"A genius knows how to make himself easily understood without being obvious about it"
About this Quote
The intent is almost technical. In theater, you can’t rely on footnotes or rereading; meaning has to land in real time. Yet if the mechanism shows - if the audience feels pushed, instructed, or flattered for “getting it” - the spell breaks. So genius becomes a form of concealment: arranging structure, rhythm, and implication so the viewer arrives at the point as if it were their own idea.
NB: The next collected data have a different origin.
PR #859, opened 2026-04-26
feat(saw): drop per-profile graduation from 3 medians to 2

skialpine:
## Summary

Follow-up to #848. A (profile, scale) pair previously needed 3 committed batch-medians (15 SAW shots) before its own data took over from the global fallbacks. For users pulling 1–2 SAW shots/day on a given combo, that's 1–3 weeks per pair — exactly the slow-ramp pain that #847 was trying to address.

This drops the read-path graduation threshold to 2 batch-medians (10 SAW shots).

## Why 2 is enough

Each committed median already represents:
- 5 SAW shots that **survived the IQR dispersion gate** (IQR ≤ 1.0 s on lags, no single lag deviating > 1.5 s from the batch median).
- A median of 5, which is robust against single-shot outliers by construction.

Two such medians = 10 shots through that filter. That is a substantially stronger signal than the single-shot legacy \`globalPool\` entries we'd otherwise fall back to during the gap.

The auto-reset path (2 consecutive medians with overshoot < -6 g, \`settings.cpp:1326\`) is unchanged and still catches regime changes after graduation.

## Risk

Worst case is a "honeymoon" where the user's first 10 shots on a new bean land at similar-but-biased lag, the pair graduates, then real-world shots drift. In practice the recency-weighted average in \`getExpectedDripFor\` (line 1207) means each new median pushes the model — post-graduation it self-corrects within a few committed batches.

## Changes

| File | Change |
|------|--------|
| \`src/core/settings.cpp\` | Lift the magic \`3\` into \`kSawMinMediansForGraduation = 2\` with a doc comment; update the 4 read-path sites and the \`recomputeGlobalSawBootstrap\` comment |
| \`src/core/settings.h\` | Update the \`sawLearnedLagFor\` comment to reference the named constant |
| \`tests/tst_saw_settings.cpp\` | Existing tests drop from 3 batches to 2; add \`singleMedianStillFallsBackToBootstrap\` to guard the lower-bound boundary |
| \`docs/CLAUDE_MD/SAW_LEARNING.md\` | Reword graduation references to use the named constant |

## Test plan

- [x] \`ctest -R tst_saw_settings\` — all 10 cases pass (9 existing + 1 new)
- [x] \`ctest -R tst_saw\` — legacy SAW tests still pass
- [ ] Pull 10 SAW shots on a new (profile, scale) combo → log shows \`[SAW] model: source="perProfile"\` after the 2nd batch commits
- [ ] Existing pairs that had 1 or 2 committed medians under the old code immediately become \`perProfile\` after upgrade (data shape unchanged — same per-pair history is just read past a lower gate)

### DIFF
--- a/docs/CLAUDE_MD/SAW_LEARNING.md
+++ b/docs/CLAUDE_MD/SAW_LEARNING.md
@@ -37,7 +37,7 @@ The same architecture that fixed the analogous problem in flow calibration ([AUT
 2. **Batched median commits** — accumulate 5 shots' worth of pending entries before changing the model. The median is robust to single-shot outliers (channeling, scale glitches, cup interaction). 5 was chosen to match flow cal.
 3. **Batch-level dispersion check** — if the 5 lags within a batch are too spread out (IQR > 1.0 s, or any single lag > 1.5 s from the batch median), the whole batch is dropped. Dispersion that high indicates the user changed conditions mid-batch (different beans, different grinder, manual stop).
 4. **Global bootstrap** — the median lag across all graduated `(profile, scale)` pairs on the same scale is published as `saw/globalBootstrapLag/<scaleType>`. New pairs use this as their first-shot default instead of the scale's hardware-only `sensorLag()`.
-5. **Read-path fallback chain** — `perProfile` (≥ 3 committed batches) → `globalBootstrap` → `globalPool` (legacy entries) → `scaleDefault`. New users / new pairs degrade gracefully.
+5. **Read-path fallback chain** — `perProfile` (≥ `kSawMinMediansForGraduation` committed batches, currently 2 = 10 SAW shots) → `globalBootstrap` → `globalPool` (legacy entries) → `scaleDefault`. New users / new pairs degrade gracefully.
 
 ### Why this is the right shape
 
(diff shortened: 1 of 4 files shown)


skialpine:
### Code review

Found 1 issue:

1. New constant `kSawMinMediansForGraduation` is declared as `int` but is compared against `QJsonArray::size()` (returns `qsizetype`) at four sites in the same file. CLAUDE.md says: "Use `qsizetype` (not `int`) for container sizes — `QVector::size()`, `QList::size()`, `QString::size()` etc. return `qsizetype` (64-bit on iOS/macOS). Assigning to `int` causes `-Wshorten-64-to-32` warnings." PR #848's review flagged the same recurring pattern in adjacent SAW code; this introduces a new instance.

https://github.com/Kulitorum/Decenza/blob/6e1a400b4ee3d617a9f3517c5fa767f101a81181/src/core/settings.cpp#L685-L687

Fix: `static constexpr qsizetype kSawMinMediansForGraduation = 2;`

The subtext also reads like a jab at intellectual vanity. There’s a species of cleverness that hides behind opacity, confusing difficulty with depth. Anouilh reverses that hierarchy. The truly gifted don’t hoard insight; they translate it, but with enough elegance that the translation doesn’t feel like a translation. Coming from a mid-century French dramatist, shaped by war-era moral compromise and postwar disillusion, it’s also a defense of nuance: saying the hard thing plainly, without turning it into a slogan.
Quote Details
| Topic | Wisdom |
|---|---|
| Source | Help us find the source |
| Cite |
Citation Formats
APA Style (7th ed.)
Anouilh, Jean. (2026, January 17). A genius knows how to make himself easily understood without being obvious about it. FixQuotes. https://fixquotes.com/quotes/a-genius-knows-how-to-make-himself-easily-80184/
Chicago Style
Anouilh, Jean. "A genius knows how to make himself easily understood without being obvious about it." FixQuotes. January 17, 2026. https://fixquotes.com/quotes/a-genius-knows-how-to-make-himself-easily-80184/.
MLA Style (9th ed.)
"A genius knows how to make himself easily understood without being obvious about it." FixQuotes, 17 Jan. 2026, https://fixquotes.com/quotes/a-genius-knows-how-to-make-himself-easily-80184/. Accessed 12 Feb. 2026.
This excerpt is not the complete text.